Forza Horizon 3 was probably the closest depiction of an actual modern day Australia with Surfers Paradise, provided you could forgive the creative license that placed the Victorian Twelve Apostles just north of Byron Bay. There’s Terror Australis, a tabletop RPG set in the 1920s which incorporated a good amount of Aboriginal and Torres Strait Islander history, culture and legends — but in a Call of Cthulhu setting. There was Civilization 6, which added John Curtin and outback stations — but not Indigenous Australians.

So what we mostly get in video games is deserts, thick bogan accents, car chases, machine guns. It’s still a recipe for a good video game. But it’s not really Australian. It doesn’t represent the melting pot of cultures that make Australia so unique to other countries. It doesn’t replicate the native stories told by our First Nations people, the oldest civilisation on Earth. Our laconic sense of humour occasionally appears — sometimes to great effect like in Golf Story — but it’s usually through an individual character, a piece of DLC or part of the supporting cast.

Some games have tried to highlight elements of Australia in their own way, but the industry, mostly, treats Australia as something that has to be watered down. It’s too much for an international market; people wouldn’t “get it”.

That’s part of the problem that Broken Roads, the post-apocalyptic, philosophical RPG set in Australia that’s following in the steps of the original Fallout games,  is trying to solve.

Take one example, the first official reveal for Broken Roads, or at least the first reveal from the game’s new publisher Team17. It’s narrated by Wurundjeri Woi Wurrung elder Uncle Jack Charles, the grandfather of Indigenous theatre, co-founder of the country’s first Aboriginal theatre company and one of the most acclaimed Indigenous actors in our history.

Just that alone is an enormous accomplishment: Jack Charles is a living national treasure. The fact that he’s spending any time at all with a video game, an Australian video game nonetheless, is a bit of a coup.

But that begs the question.

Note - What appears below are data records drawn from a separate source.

PR #345, opened 2024-02-29
`Forms` api backwards compatibility validation

sorenoid:
Adds the use of the [Kotlin-JVM binary compatibility validator gradle plugin](https://github.com/Kotlin/binary-compatibility-validator)

adds the `api` file which represents the FeatureForms public API
support for generating the `api` file by running gradle task `apiDump`
support for checking backwards compatibility violations by running gradle task `apiCheck`

### DIFF
--- a/toolkit/featureforms/build.gradle.kts
+++ b/toolkit/featureforms/build.gradle.kts
@@ -53,6 +53,9 @@ android {
 
 apiValidation {
     ignoredClasses.add("com.arcgismaps.toolkit.featureforms.BuildConfig")
+    // todo: remove when this is resolved https://github.com/Kotlin/binary-compatibility-validator/issues/74
+    // compose compiler generates public singletons for internal compose functions. this may be resolved in the compose
+    // compiler.
     val composableSingletons = listOf(
         "com.arcgismaps.toolkit.featureforms.components.base.ComposableSingletons\$BaseTextFieldKt",
         "com.arcgismaps.toolkit.featureforms.components.codedvalue.ComposableSingletons\$ComboBoxFieldKt",
--- a/toolkit/featureforms/build.gradle.kts
+++ b/toolkit/featureforms/build.gradle.kts
@@ -53,6 +53,19 @@ android {
 
 apiValidation {
     ignoredClasses.add("com.arcgismaps.toolkit.featureforms.BuildConfig")
+    val composableSingletons = listOf(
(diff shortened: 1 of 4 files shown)


toolkit/featureforms/build.gradle.kts
```diff
@@ -50,6 +51,27 @@ android {
...
+        "com.arcgismaps.toolkit.featureforms.components.codedvalue.ComposableSingletons\$RadioButtonFieldKt",
+        "com.arcgismaps.toolkit.featureforms.components.datetime.ComposableSingletons\$DateTimeFieldKt",
+        "com.arcgismaps.toolkit.featureforms.components.datetime.picker.ComposableSingletons\$DateTimePickerKt",
+        "com.arcgismaps.toolkit.featureforms.components.datetime.picker.date.ComposableSingletons\$DatePickerKt",
+        "com.arcgismaps.toolkit.featureforms.components.datetime.picker.time.ComposableSingletons\$TimePickerKt",
+        "com.arcgismaps.toolkit.featureforms.components.formelement.ComposableSingletons\$AttachmentFormElementKt",
+        "com.arcgismaps.toolkit.featureforms.components.formelement.ComposableSingletons\$GroupElementKt"
+    )
+    
+    ignoredClasses.addAll(composableSingletons)
```
kaushikrw, line 71:
```suggestion
    ignoredPackages.add("com.arcgismaps.toolkit.featureforms.components")
```
I think the entire package can be ignored.

kaushikrw (changes requested):
This plugin seems very helpful for the toolkit, especially as our compose apis become large. 

I was however wondering, what the workflow would be if and when this gets integrated into Github Checks. Perhaps we can document it into a README, how to verify and update the api compatibility.

gunt0001 (approved):
Looks good 👍

toolkit/featureforms/build.gradle.kts
sorenoid: > I think the entire package can be ignored. It might be a little tedious to keep track of all the internal compose functions.

@kaushikrw I'd like to discuss this point a bit offline.

kaushikrw: As discussed, this can go in now and we will later move all the internal components into an `internal` package for feature forms and ignore that package.

kaushikrw (approved):
LGTM

PR #346, opened 2024-03-02
`Forms` : Read only fields re-design

kaushikrw:
### Summary of changes

- Updated read-only fields design. This is implemented by introducing a `ReadOnlyTextField` that is used when the `BaseTextField` is called with `isEditable=false`
- Showing supportingText, character count and `*` on required field labels is moved into the `BaseTextField` to avoid code duplication and since it is common behavior for all field elements that use the `BaseTextField`.
- `BaseTextField` now takes an `isError` parameter that uses the material 3 spec for showing an error state.
- A `Divider` is now shown between form elements.
- Optimizations to the `trailingContent` of the `BaseTextField`.
- If no `supportingText` is provided and `showCharacterCount` is false, then no UI node exists in the composition. Otherwise if an empty text is created, it takes up a blank space which doesn't look consistent.
- Fixed tests to assert the above statement.
- All tests are passing.

### DIFF
--- a/toolkit/featureforms/src/main/java/com/arcgismaps/toolkit/featureforms/FeatureForm.kt
+++ b/toolkit/featureforms/src/main/java/com/arcgismaps/toolkit/featureforms/FeatureForm.kt
@@ -11,11 +11,9 @@ import androidx.compose.foundation.lazy.LazyColumn
 import androidx.compose.foundation.lazy.rememberLazyListState
 import androidx.compose.material3.Divider
 import androidx.compose.material3.LinearProgressIndicator
-import androidx.compose.material3.LocalTextStyle
 import androidx.compose.material3.Surface
 import androidx.compose.material3.Text
 import androidx.compose.runtime.Composable
-import androidx.compose.runtime.CompositionLocalProvider
 import androidx.compose.runtime.LaunchedEffect
 import androidx.compose.runtime.collectAsState
 import androidx.compose.runtime.getValue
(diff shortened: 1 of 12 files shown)


toolkit/featureforms/src/main/java/com/arcgismaps/toolkit/featureforms/FeatureForm.kt
```diff
@@ -173,6 +173,7 @@ private fun FeatureFormBody(
                             // other form elements are not created
                         }
                     }
+                    Divider()
```
sorenoid, line 176: It might be good to only surround read only fields with dividers, but it is hard to tell without looking at it and it would require a small amount of brain surgery here to see it. If we get feedback, let's look at it.

sorenoid (approved):
👍 this re-design makes a lot of sense visually and internal-logic wise. All in all a very good change for both of these reasons.

I have one lingering question if the dividers should only surround non-editable fields. When they surround editable FieldFormElements which display as OutlinedTextFields, and around GroupElements which display as Cards they seem redundant. The same will be true of AttachmentFormElements which will display as Cards.

Let's see if others provide feedback.

toolkit/featureforms/src/main/java/com/arcgismaps/toolkit/featureforms/FeatureForm.kt
kaushikrw: I agree, lets get some feedback and iterate.

kaushikrw:
Thanks @sorenoid.

I think the `GroupElement` might need to change to accommodate the dividers like in the iOS design. `AttachmentFormElement` might also follow the group changes.

Lets gather some feedback and improve the design.

Merging this for now!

If developer Drop Bear Bytes is going to honour modern Australian sensibilities, and what modern Australian culture is like, and Jack Charles has lent his voice to proceedings, then First Nations people, their stories and their culture, have to be represented properly, too.

“We couldn’t do a story about Australia without First Nations Australians,” Craig Ritchie, the co-founder of Drop Bear Bytes, told me over a video interview. It’s an admirable approach, especially when compared to the approaches of other developers when it comes to including Australia in their games. “Coming from South Africa you do have a lens on racist history, race relations and those kinds of things. And I mean, it was almost like a no brainer — how could we not do this, you know what I’m saying?”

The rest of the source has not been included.